PR #130, opened 2015-11-14
osx : fix hid xbox 360 profile according to pull request #2391 inside retroarch project

Arche-san:
Hello,

I made a fix inside retroarch project to manage right stick for xbox 360 in os x.
Some profiles need to be updated for hid drivers. Here's a fix for xbox 360 gamepad.

Cheers ! :)


twinaphex:
Hmm the thing that concerns me here is:

the hid joypad autoconfig profiles are not just used on OSX, but also on Linux (through libusb), and also on the Wii. on Mac IOHIDManager gets used instead.

By changing these values, it would cause the HID drivers for Linux and Wii to no longer work unless they were changed as well. I think it would be better if we could prevent modifications to the auto config files and try to solve it another way (possibly at the RetroArch level instead). The HID autoconfig profiles should remain platform-agnostic.

Arche-san:
Understood ! :)
If you want I can change axis order values for os x into retroarch project to keep compatibility everywhere. But i need to know the right order.
Here's an example : 
+0/-0 : Left Stick Horizontal
+1/-1 : Left Stick Vertical
+2/-2 : Right Stick Horizontal
+3/-3 : Right Stick Vertical
+4/-4 : Left Trigger
+5/-5 : Right Trigger

I think trigger buttons must be the last values for config files because all gamepad drivers don't manage triggers with axis (it must be specific to xbox360 gamepad and maybe ps3/ps4 gamepad).

If you know the right order for linux/wii config please let me know and I'll create a pull request with the valid order into retroarch project for os x. I also need to fix the xbox 360 profile : i've created it 20 days ago and i'm pretty sure the initial values are not correct for the right stick (not detected until my fix).

twinaphex:
Left Stick horizontal/vertical, Right stick horizontal/vertical check out at least.

As for left and right trigger, well, depending on the pad, it can either be assigned to axis values (like +4/+5) or just plain digital buttons. The RetroPad that they get mapped against would just treat the trigger buttons as regular digital values anyway.

Anyway, you can look at the current autoconfig files inside the 'hid' folder. These autoconfig files are used by OSX/Linux/Wii. So those exact values I suppose. 

If you need help identifying the exact files involved with each platform, let me know. You can also reach me directly on IRC, I hang out on #retroarch (Freenode) as Twinaphex, you could PM me there and I could help answer questions if you have any.

Arche-san:
Alright!
I made a fix into retroarch project to keep compatibility everywhere. If everything is ok you don't need to edit all others profiles! :)

I'm going to close this pull request and create another one to fix xbox 360 hid profile only.

PR #133, opened 2015-12-08
Add some autoconfig profile for dinput, xinput, and sdl2

Monroe88:


fr500:
Thanks, the xinput are identical to stock builtin binds right?

Monroe88:
Yes they're identical, except they have button descriptors added to them.

PR #134, opened 2015-12-28
Updating Logitech_Gamepad_F310.cfg

alexbain:
I found that my Logitech Gamepad config differed from the one stored in the repository. This configuration file now matches what was generated when I ran through the UI configuration.


Kivutar:
Sadly, there are a ton of Logitech_Gamepad_F310 in the market with different settings :(

nschloe:
I have the same controller, and my setup is indeed different. For example
```
input_l_btn = "4"
```
is still present here after configuration.

Kivutar:
So, what do we do? We store each different configuration here and let the users remove the one not corresponding to theirs? We ban all F310 autoconfigs on this repo? We choose the most common one?

fr500:
are the VID/PID the same in all cases?
also, why does the autoconf have state slot increase/decrease? we only want retropad mappings here

fr500:
It seems this path is xinput compliant, if that's the case, maybe it has a dinput/xinput switch and the configs were made with the switch on a different setting?

udev/Logitech_Gamepad_F310.cfg
```diff
@@ -2,20 +2,27 @@ input_device = "Logitech Gamepad F310"
...
 input_left_btn = "h0left"
+input_state_slot_decrease_btn = "h0left"
 input_right_btn = "h0right"
-input_a_btn = "1"
-input_x_btn = "3"
-input_l_btn = "4"
-input_r_btn = "5"
-input_l2_axis = "+2"
-input_r2_axis = "+5"
+input_state_slot_increase_btn = "h0right"
```
fr500: This is no good, this is too user specific. We only want retropad binds here, not hotkeys.
Also this map doesn't have descriptors.

fr500:
For reference on descriptors use this:
https://github.com/libretro/retroarch-joypad-autoconfig/blob/master/xinput/XInput%20Controller%20%28User%201%29.cfg

The second section has the actual button names, that's what we want in all the contributed profiles

alexbain:
Closing this since it looks like the existing config is more generic.

PR #138, opened 2016-01-05
Add direction inputs for D-Pad as buttons

RobLoach:
Also rename to Steam_Controller_udev.cfg so that autoconfig building is not overwritten by the `linuxraw` configuration.


hizzlekizzle:
I'm not sure I follow your reasoning on the rename. Each driver's configs go into their own directory, so this shouldn't get overwritten, even if they have exactly the same name.

PR #149, opened 2016-01-22
rename 8Bitdo FC30-1P and FC30-2P configs

paalfe:
rename so all FC30 configs is listet after each other, together with 8Bitdo-FC30-GamePad-USB.cfg


paalfe:
merge?

PR #193, opened 2016-05-22
Two new controller auto configs

drinimar:
Added two new controlers, wireless PS3 from 5Star and wired PS3 from Microntek (with spaces, not underscores).


hizzlekizzle:
Those look good, and I'll merge them, but while we have you, would mind adding button labels, as well? Here's an example:
https://github.com/libretro/retroarch-joypad-autoconfig/blob/master/udev/MP-8800_Quad_USB_Joypad.cfg

drinimar:
Should be good now.

hizzlekizzle:
Beautiful! Thanks for adding those :)

PR #194, opened 2016-05-28
Nvidia shield controller config

R3d-Sky:
NOTE: This file requires an udev rule AND the bottom touchpad is mapped to select due to the home and back buttons being situated on an emulated keyboard (software-wise).


fr500:
Please look for recent commits and add the descriptors like on those. 
We are not merging profiles without input descriptors

R3d-Sky:
I've just added the input descriptors. Can PR be merged now?

PR #195, opened 2016-05-31
Update 8Bitdo_ZERO_BT.cfg

paalfe:
I have two zero gamepads, one blue colored (bought when it was introduced) and one famicom edition (red colored). They both is identified as "8Bitdo Zero GamePad" with Decimal vid:pid = 1440:12850, but they have different mappings. There is no firmware release available and I'm not sure if there is different mappings of the blue colored gamepad or if the difference is only blue colored vs. famicom edition.


paalfe:
I think this should be merged because most people will probably have zero gamepad requiring this mapping cfg.

hizzlekizzle:
i have a newer zero, so I can double-check the new mapping.

Kivutar:
Ok then

PR #197, opened 2016-06-13
Add Retronic Design USB joystick adapter for Sega Genesis/Megadrive

gouchi:


gouchi:
udev configuration file.

PR #201, opened 2016-06-19
Add udev config files

orbea:
Adds a config file for my gamestop brand usb xbox360 controller.


orbea:
I added a commit for my Smartjoy snes to usb converter.

hizzlekizzle:
Those look good! Would you mind adding the button labels, as well? This is a good example of how that looks:
https://github.com/libretro/retroarch-joypad-autoconfig/blob/master/android/Amazon%20Fire%20Game%20Controller.cfg

orbea:
Sure, I added two more and will add button labels now.

orbea:
I added the button labels as well as removed some unused buttons found on some of the controllers. The only thing that may be missing is the home buttons on some controllers which are not added when the autoconfig is generated? And also the turbo button on the Hori fightstick which does not seem to work at all...

hizzlekizzle:
Good work! Thanks for these :)

PR #202, opened 2016-06-19
Create Sminiker.Gamepad.cfg

oddy999:


hizzlekizzle:
Looks good! While we have you, would you mind adding the button labels, as well? This is a good example of how it looks:
https://github.com/libretro/retroarch-joypad-autoconfig/blob/master/android/Amazon%20Fire%20Game%20Controller.cfg

hizzlekizzle:
Perfect! Thanks :)

PR #37, opened 2020-01-09
Resurrect fake daq, fix DAQReader time conversion

JelleAalbers:
This resurrects the fake_daq script, used to mimic the DAQ on a regular computer. You must point it to a folder with `raw_records` data and tell it which run to read; it will then create "live records", if desired at a specific write rate.

Perhaps more importantly, this fixes a bug in the DAQReader's absolute time conversion (https://github.com/XENONnT/straxen/issues/17). A bare 1e9 was used, but that gives a float. Our times are 64-bit integers, so doing float math with them leads to inaccuracies. In this case, it led to records with fractional-sample times, which caused strange crashes later in strax.

(I also remove some unused old straxen contexts)


JelleAalbers:
Merging to help onsite work. The build failure also affects master and is due to tensorflow/keras changes upstream; will look into this soon.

****************************************

**WHAT IS EXPECTED:**
If the word "they" appears in a line above, copy that line.

**SOLVED PROBLEM:**
By changing these values, it would cause the HID drivers for Linux and Wii to no longer work unless they were changed as well. I think it would be better if we could prevent modifications to the auto config files and try to solve it another way (possibly at the RetroArch level instead). The HID autoconfig profiles should remain platform-agnostic.
As for left and right trigger, well, depending on the pad, it can either be assigned to axis values (like +4/+5) or just plain digital buttons. The RetroPad that they get mapped against would just treat the trigger buttons as regular digital values anyway.
Yes they're identical, except they have button descriptors added to them.
I'm not sure I follow your reasoning on the rename. Each driver's configs go into their own directory, so this shouldn't get overwritten, even if they have exactly the same name.
I have two zero gamepads, one blue colored (bought when it was introduced) and one famicom edition (red colored). They both is identified as "8Bitdo Zero GamePad" with Decimal vid:pid = 1440:12850, but they have different mappings. There is no firmware release available and I'm not sure if there is different mappings of the blue colored gamepad or if the difference is only blue colored vs. famicom edition.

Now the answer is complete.